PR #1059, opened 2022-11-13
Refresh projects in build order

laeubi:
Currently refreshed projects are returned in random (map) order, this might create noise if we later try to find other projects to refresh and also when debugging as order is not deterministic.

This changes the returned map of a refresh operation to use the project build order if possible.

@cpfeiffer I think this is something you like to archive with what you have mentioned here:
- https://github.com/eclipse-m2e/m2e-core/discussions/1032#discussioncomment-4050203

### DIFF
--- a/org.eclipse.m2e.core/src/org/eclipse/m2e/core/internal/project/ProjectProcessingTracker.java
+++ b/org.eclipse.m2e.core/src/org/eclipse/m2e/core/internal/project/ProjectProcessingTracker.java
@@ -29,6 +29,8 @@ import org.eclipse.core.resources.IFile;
---
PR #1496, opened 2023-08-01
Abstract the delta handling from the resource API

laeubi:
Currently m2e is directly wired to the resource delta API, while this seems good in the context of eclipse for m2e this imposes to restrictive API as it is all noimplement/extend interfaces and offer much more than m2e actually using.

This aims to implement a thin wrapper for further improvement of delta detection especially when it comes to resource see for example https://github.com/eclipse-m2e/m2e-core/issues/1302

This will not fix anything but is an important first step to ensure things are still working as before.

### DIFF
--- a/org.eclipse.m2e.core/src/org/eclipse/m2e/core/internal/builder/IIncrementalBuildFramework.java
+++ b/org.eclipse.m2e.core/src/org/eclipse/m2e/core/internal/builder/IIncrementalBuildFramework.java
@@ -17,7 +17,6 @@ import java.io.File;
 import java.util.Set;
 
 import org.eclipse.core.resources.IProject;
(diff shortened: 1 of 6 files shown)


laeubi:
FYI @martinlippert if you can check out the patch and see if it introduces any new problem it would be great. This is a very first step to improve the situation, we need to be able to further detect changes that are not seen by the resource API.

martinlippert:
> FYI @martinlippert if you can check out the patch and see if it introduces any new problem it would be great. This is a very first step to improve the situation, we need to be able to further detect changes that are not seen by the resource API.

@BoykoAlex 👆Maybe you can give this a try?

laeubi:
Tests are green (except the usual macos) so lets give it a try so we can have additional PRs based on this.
---
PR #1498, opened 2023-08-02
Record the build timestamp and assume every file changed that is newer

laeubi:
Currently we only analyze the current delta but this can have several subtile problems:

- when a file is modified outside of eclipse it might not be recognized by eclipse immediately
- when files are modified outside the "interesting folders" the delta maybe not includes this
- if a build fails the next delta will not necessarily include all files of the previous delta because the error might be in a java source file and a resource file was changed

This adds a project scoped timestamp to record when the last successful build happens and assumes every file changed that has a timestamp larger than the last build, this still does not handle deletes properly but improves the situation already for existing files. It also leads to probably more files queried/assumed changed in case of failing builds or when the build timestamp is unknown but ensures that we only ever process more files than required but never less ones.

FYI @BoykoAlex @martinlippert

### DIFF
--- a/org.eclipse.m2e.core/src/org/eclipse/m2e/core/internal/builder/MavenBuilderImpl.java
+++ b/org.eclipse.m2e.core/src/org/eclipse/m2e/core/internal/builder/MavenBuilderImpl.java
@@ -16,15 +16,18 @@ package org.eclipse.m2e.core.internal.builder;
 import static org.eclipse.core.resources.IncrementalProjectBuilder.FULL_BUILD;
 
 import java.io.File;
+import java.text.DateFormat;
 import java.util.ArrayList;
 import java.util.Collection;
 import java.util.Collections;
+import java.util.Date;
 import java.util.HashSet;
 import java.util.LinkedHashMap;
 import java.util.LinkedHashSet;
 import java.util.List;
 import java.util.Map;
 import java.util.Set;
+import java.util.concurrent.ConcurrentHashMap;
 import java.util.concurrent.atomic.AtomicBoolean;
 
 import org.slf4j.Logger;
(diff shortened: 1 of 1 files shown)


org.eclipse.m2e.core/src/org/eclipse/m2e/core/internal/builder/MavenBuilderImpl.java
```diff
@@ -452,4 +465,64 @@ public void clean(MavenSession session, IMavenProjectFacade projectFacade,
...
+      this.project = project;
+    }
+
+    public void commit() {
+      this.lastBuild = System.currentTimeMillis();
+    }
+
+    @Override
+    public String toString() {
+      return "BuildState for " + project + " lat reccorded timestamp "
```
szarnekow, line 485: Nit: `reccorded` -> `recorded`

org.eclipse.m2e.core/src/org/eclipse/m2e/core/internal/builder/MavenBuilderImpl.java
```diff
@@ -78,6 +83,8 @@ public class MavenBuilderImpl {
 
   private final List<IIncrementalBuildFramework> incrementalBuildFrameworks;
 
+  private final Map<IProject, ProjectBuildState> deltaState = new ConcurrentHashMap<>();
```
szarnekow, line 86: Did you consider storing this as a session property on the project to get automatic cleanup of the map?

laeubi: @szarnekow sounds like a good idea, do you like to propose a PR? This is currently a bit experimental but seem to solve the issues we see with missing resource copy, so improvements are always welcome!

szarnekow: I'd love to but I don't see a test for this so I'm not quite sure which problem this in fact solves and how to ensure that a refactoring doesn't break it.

## [Problem statement]
Within the data above, find the lines that contain the word "files" and copy each of them.

## [Answer for the task]
(diff shortened: 1 of 6 files shown)
- when files are modified outside the "interesting folders" the delta maybe not includes this
- if a build fails the next delta will not necessarily include all files of the previous delta because the error might be in a java source file and a resource file was changed
This adds a project scoped timestamp to record when the last successful build happens and assumes every file changed that has a timestamp larger than the last build, this still does not handle deletes properly but improves the situation already for existing files. It also leads to probably more files queried/assumed changed in case of failing builds or when the build timestamp is unknown but ensures that we only ever process more files than required but never less ones.
(diff shortened: 1 of 1 files shown)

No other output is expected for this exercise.